Well that is a considerable number of invalid XHTML pages then.  
However, I agree that authors should not send pages that are invalid  
and ill-formed. That is indeed harmful (or should be considered  
harmful :-) )

>> This to me is about whether it is possible or troublesome to send  
>> an (appendix C style)  XML authored document as text/html.
>
> Appendix C is a bit troublesome to follow since it misses lots of  
> cases where conforming XHTML breaks in normal HTML UAs. It's  
> clearly possible to send some XHTML documents to HTML UAs and have  
> them function properly, and it's possible for some to be conforming  
> HTML5 too; but I don't know that it's feasible to define exactly  
> which documents are safe and to cover all the relevant cases,  
> except by saying "HTML 5 documents sent as text/html must be  
> conforming HTML5 [i.e. the HTML serialisation] [regardless of  
> whether they're conforming XHTML5 too]" (in which case it doesn't  
> matter whether they're conceptually HTML5 or XHTML5 documents).

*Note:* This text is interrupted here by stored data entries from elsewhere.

PR #1583, opened 2020-09-11
Improve sqlcreate to supports PostgreSQL unix domain socket

luzfcb:
### The problem:

Currently the `sqlcreate` generate invalid SQL statements, like:

```sql
CREATE USER  WITH ENCRYPTED PASSWORD '' CREATEDB;
CREATE DATABASE mydatabase WITH ENCODING 'UTF-8' OWNER "";
GRANT ALL PRIVILEGES ON DATABASE mydatabase TO ;
```

if a Django database is configured to use Unix domain socket, like:

```python
DATABASES = {
    'default': {
        'ENGINE': 'django.db.backends.postgresql',
        'NAME': 'mydatabase',
        'USER': '',
        'PASSWORD': '',
        'HOST': '',
        'PORT': '',
    }
}
```
then errors can be obtained when using `python manage.py sqlcreate |  sudo -u postgres psql -U postgres` like:

```sql
ERROR:  syntax error at or near "WITH"
LINE 1: CREATE USER  WITH ENCRYPTED PASSWORD '' CREATEDB;
                     ^
ERROR:  zero-length delimited identifier at or near """"
LINE 1: CREATE DATABASE mydatabase WITH ENCODING 'UTF-8' OWNER "";
                                                             ^
ERROR:  syntax error at or near ";"
LINE 1: GRANT ALL PRIVILEGES ON DATABASE mydatabase TO ;
```

### Solution

The solution I propose with this pull-request, is to change the logic so that, if `USER` or `PASSWORD` is not informed on django database configuration, then only SQL `CREATE DATABASE` will be generated, like:

`python manage.py sqlcreate`
```sql
-- Assuming that unix domain socket connection mode is being used because
-- USER or PASSWORD are blank in Django DATABASES configuration.
CREATE DATABASE mydatabase WITH ENCODING 'UTF-8';
```

--
Pull-request sponsored by 
[image]( https://www.feldroy.com/)

### DIFF
--- a/django_extensions/management/commands/sqlcreate.py
+++ b/django_extensions/management/commands/sqlcreate.py
@@ -70,11 +70,20 @@ The envisioned use case is something like this:
         elif engine in ('postgresql', 'postgresql_psycopg2', 'postgis'):
             if options['drop']:
                 print("DROP DATABASE IF EXISTS %s;" % (dbname,))
-                print("DROP USER IF EXISTS %s;" % (dbuser,))
+                if dbuser:
+                    print("DROP USER IF EXISTS %s;" % (dbuser,))
 
-            print("CREATE USER %s WITH ENCRYPTED PASSWORD '%s' CREATEDB;" % (dbuser, dbpass))
-            print("CREATE DATABASE %s WITH ENCODING 'UTF-8' OWNER \"%s\";" % (dbname, dbuser))
-            print("GRANT ALL PRIVILEGES ON DATABASE %s TO %s;" % (dbname, dbuser))
+            if dbuser and dbpass:
+                print("CREATE USER %s WITH ENCRYPTED PASSWORD '%s' CREATEDB;" % (dbuser, dbpass))
+                print("CREATE DATABASE %s WITH ENCODING 'UTF-8' OWNER \"%s\";" % (dbname, dbuser))
+                print("GRANT ALL PRIVILEGES ON DATABASE %s TO %s;" % (dbname, dbuser))
+            else:
+                print(
+                    "-- Assuming that unix domain socket connection mode is being used because\n"
+                    "-- USER or PASSWORD are blank in Django DATABASES configuration."
+                )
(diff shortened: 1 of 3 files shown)


luzfcb:
@trbs Since this changes the current default behavior (which is to generate invalid SQL), perhaps this change should be classified as breaking change.

django_extensions/management/commands/sqlcreate.py
```diff
@@ -70,11 +70,20 @@ def handle(self, *args, **options):
...
+                    print("DROP USER IF EXISTS %s;" % (dbuser,))
+
+            if dbuser and dbpass:
+                print("CREATE USER %s WITH ENCRYPTED PASSWORD '%s' CREATEDB;" % (dbuser, dbpass))
+                print("CREATE DATABASE %s WITH ENCODING 'UTF-8' OWNER \"%s\";" % (dbname, dbuser))
+                print("GRANT ALL PRIVILEGES ON DATABASE %s TO %s;" % (dbname, dbuser))
+            else:
+                print(
+                    "-- Assumes that unix domain socket connection mode is being used because "
+                    "USER or PASSWORD is blank in django DATABASES configuration."
```
trbs, line 83: Couple of small suggestions / nitpicks:

- Better to talk with authority and say "-- **Assuming** that"
- Think that should be "USER or PASSWORD **are** blank" ?
- Django with capital D "blank in **D**jango DATABASES"

luzfcb: Thanks for the review. Fixed.

luzfcb:
@trbs The failing tests are not related to the changes included on this pull-request.

trbs:
tests should be fixed now :-)

trbs:
Yeah I agree on the breaking change thing. but since this was already broken I don't really mind ;-)

luzfcb:
@trbs Thanks for all your hard work to maintain this library.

I agree with this (and with what the draft currently says). I don't  
think that its too strong to say that authors MUST deliver a document  
that conforms to the text/html serialization when sending as ext/html  
and MUST deliver a document that conforms to XML (and XHTML) when  
sending a document with an application/xhtml+xml Content-Type. I see  
nothing wrong with a MUST there. I would go further and say we should  
have a MUST there.

My point here was to challenge Dean Eldridge's contention that there  
is some sort of myth that a particular form of XHTML can be delivered  
as text/html without problems. That is the contention I take issue  
with. It should not be called a myth because it is true that authors  
can author content that is conforming to both XHTML 1.0 and HTML 4.01  
(or at least conforming in every way that matters). I certainly agree  
that XHTML and text/html should be valid and well-formed (that  
authors should strive to achieve that). Sending invalid XHTML to  
legacy html parsers is a bad idea. I agree 100% with that. However,  
sending valid XHTML 1.0 that also adheres to appendix C (I really  
think W3C should have an appendix C validator) is not troublesome.  
Authors working only in XHTML should not worry about the claims to  
the contrary. Yes its true that migrating content back  and forth has  
some issues that content creators need to deal with. But that is a  
separate issue from authoring HTML content as valid and well-formed  
XHTML. I've asked this before, but let me ask again. What problems  
would an author face with actual browsers if they authored valid and  
well-formed XHTML 1.0 that also adhered to the appendix C guidelines  
and then delivered that content as text/html? I cannot think of any  
and I've yet to hear any issues presented (Note that adhering to  
appendix C means there's no CData sections and <script> is always  
closed with </script>).

To me, the confusion that you're talking about is more related to the  
back and forth pronouncements that "you should use XHTML" followed by  
"using XHTML is harmful.". Yes that creates confusion. However, using  
XHTML syntax is not harmful if one follows those XHTML 1.0 appendix C  
guidelines. It requires authors to be aware of what is a void element  
and what is not, but that's information author's should be familiar  
with anyway. If appendix C forces this sort of familiarity than that  
is a good thing in my view.

Note that for any authors who decided to go with authoring content in  
XHTML 1.0 using an XHTML 1.0 DTD for validation, would not face any  
of the issues raised by those who say using XHTML should be  
considered harmful. The same DOM scripts those authors used on their  
HTML 4.01 documents will continue to work on their XHTML 1.0   
(appendix C)  documents. The same CSS used on the HTML 4.01 documents  
will still work on the XHTML 1.0 (appendix C) documents. The problems  
commonly cited are not about using XHTML syntax for documents  
delivered as text/html. The problems commonly cited are about moving  
content from text/html to application/xhtml+xml. Authors will face  
those problems whether they originally authored content as HTML 4.01  
or XHTML 1.0; except the ones who authored content as XHTML 1.0 will  
not need to convert their HTMML files along with their scripts and  
style sheet files.

Take care,
Rob
Received on Saturday, 1 September 2007 05:52:31 UTC